--- Aim of the task ---
With the first line as the start and the line containing "create a new one." as the end, write out every line of the records exactly.

--- Task data ---

=== Section Start ===

PR #124, opened 2016-01-28
2.0.0: handleNewOrUpdatedUser don't update

peernohell:
If `handleNewOrUpdatedUser` is called with an existing user we must update the user and not create a new one.
Without this patch if a user change his name dataStore loses the "presence" information (presence is not provide by user_change event).

### DIFF
--- a/lib/data-store/message-handlers/helpers.js
+++ b/lib/data-store/message-handlers/helpers.js
@@ -15,8 +15,13 @@ var noopMessage = function noopMessage(dataStore, message) {
  * {@link https://api.slack.com/events/user_change|user_change}
  */
 var handleNewOrUpdatedUser = function handleNewOrUpdatedUser(dataStore, message) {
-  var user = new models.User(message.user);
-  dataStore.setUser(user);
+  var user = dataStore.getUserById(message.user.id);
+  if(user) {
+    user.update(message.user);
+  } else {
+    user = new models.User(message.user);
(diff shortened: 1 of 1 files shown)


lib/data-store/message-handlers/helpers.js
```diff
@@ -15,8 +15,13 @@ var noopMessage = function noopMessage(dataStore, message) {
  * {@link https://api.slack.com/events/user_change|user_change}
  */
 var handleNewOrUpdatedUser = function handleNewOrUpdatedUser(dataStore, message) {
-  var user = new models.User(message.user);
-  dataStore.setUser(user);
+  var user = dataStore.getUserById(message.user.id);
+  if(user) {
```
l12s: Nitpick, but `if (user) {`

lib/data-store/message-handlers/helpers.js
```diff
@@ -15,8 +15,13 @@ var noopMessage = function noopMessage(dataStore, message) {
...
+    user.update(message.user);
+  } else {
+    user = new models.User(message.user);
+    dataStore.setUser(user);
```
l12s: Can you move the set outside the if block so it executes in either case? I'm going to be updating the way data stores function at some point so that a redis / memcache store could also be used.

peernohell:
it's fixed.
thanks for your comments it's explain to me we you keep using setters on store when I thought update was enough.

=== Section End ===

--- Answer space ---
PR #124, opened 2016-01-28
2.0.0: handleNewOrUpdatedUser don't update

peernohell:
If `handleNewOrUpdatedUser` is called with an existing user we must update the user and not create a new one.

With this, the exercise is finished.